### Work item
Which lines below contain the word "instanceof"? Copy each of them.

### Data for analysis
####

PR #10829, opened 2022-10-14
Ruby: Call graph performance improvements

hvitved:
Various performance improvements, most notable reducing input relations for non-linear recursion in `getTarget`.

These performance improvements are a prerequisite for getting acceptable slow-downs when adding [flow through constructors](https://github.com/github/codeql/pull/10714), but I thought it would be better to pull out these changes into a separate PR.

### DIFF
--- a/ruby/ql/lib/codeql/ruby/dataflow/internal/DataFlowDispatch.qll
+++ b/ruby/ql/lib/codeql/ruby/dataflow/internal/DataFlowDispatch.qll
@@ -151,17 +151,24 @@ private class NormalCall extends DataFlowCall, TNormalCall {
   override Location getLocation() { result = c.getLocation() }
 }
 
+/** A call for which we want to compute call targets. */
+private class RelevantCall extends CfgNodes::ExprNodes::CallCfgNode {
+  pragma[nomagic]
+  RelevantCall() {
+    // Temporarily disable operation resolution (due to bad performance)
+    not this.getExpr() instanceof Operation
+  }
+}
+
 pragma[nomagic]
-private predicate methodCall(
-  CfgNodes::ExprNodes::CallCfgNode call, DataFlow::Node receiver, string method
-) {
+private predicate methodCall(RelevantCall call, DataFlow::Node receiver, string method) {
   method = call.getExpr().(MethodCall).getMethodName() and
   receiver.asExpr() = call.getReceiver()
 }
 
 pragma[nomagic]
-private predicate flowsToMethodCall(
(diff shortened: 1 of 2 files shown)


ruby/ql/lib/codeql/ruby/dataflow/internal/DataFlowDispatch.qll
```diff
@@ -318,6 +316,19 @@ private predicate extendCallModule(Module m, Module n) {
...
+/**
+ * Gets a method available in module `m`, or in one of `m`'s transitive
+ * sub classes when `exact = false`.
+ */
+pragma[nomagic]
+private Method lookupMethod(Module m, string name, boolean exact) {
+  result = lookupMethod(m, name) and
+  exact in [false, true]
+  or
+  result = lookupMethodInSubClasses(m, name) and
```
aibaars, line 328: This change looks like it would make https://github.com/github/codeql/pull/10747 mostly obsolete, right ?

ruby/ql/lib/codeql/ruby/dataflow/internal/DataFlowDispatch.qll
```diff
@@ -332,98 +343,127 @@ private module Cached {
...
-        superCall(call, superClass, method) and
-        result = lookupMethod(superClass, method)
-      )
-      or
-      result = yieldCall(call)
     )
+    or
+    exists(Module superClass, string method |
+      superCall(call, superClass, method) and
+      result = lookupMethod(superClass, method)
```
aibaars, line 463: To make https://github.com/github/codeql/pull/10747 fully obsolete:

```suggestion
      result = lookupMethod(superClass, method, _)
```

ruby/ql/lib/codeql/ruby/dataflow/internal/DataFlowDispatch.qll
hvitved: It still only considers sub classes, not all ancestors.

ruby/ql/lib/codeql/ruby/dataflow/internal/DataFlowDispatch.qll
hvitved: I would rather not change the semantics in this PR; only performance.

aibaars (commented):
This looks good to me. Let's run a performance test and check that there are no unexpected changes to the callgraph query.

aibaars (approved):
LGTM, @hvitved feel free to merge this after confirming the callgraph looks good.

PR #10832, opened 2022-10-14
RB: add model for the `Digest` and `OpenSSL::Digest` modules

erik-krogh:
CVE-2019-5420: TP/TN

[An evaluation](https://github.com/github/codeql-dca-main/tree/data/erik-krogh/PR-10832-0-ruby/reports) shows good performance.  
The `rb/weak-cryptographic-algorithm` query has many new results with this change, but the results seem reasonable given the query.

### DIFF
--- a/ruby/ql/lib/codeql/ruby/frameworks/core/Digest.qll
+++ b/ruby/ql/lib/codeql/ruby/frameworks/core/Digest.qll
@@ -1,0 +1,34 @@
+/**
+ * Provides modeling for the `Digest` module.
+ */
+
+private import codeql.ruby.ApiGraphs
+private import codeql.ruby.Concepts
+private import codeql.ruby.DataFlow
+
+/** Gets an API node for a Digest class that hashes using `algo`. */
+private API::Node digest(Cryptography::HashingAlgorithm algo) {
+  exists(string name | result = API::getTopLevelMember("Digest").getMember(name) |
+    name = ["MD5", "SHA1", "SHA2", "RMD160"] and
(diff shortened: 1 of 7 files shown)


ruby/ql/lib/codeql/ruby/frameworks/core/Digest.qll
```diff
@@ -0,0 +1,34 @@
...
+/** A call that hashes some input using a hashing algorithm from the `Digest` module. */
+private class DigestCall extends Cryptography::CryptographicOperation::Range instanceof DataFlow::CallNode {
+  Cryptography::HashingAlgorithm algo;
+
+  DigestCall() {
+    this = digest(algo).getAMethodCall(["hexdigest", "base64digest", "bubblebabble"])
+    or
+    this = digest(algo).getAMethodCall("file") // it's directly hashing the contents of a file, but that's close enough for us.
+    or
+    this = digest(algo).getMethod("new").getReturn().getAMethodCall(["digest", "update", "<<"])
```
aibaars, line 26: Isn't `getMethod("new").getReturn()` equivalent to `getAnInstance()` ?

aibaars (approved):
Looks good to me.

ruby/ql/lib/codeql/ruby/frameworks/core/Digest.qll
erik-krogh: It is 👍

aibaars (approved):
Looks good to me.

####

### Exercise answer
+    not this.getExpr() instanceof Operation
+private class DigestCall extends Cryptography::CryptographicOperation::Range instanceof DataFlow::CallNode {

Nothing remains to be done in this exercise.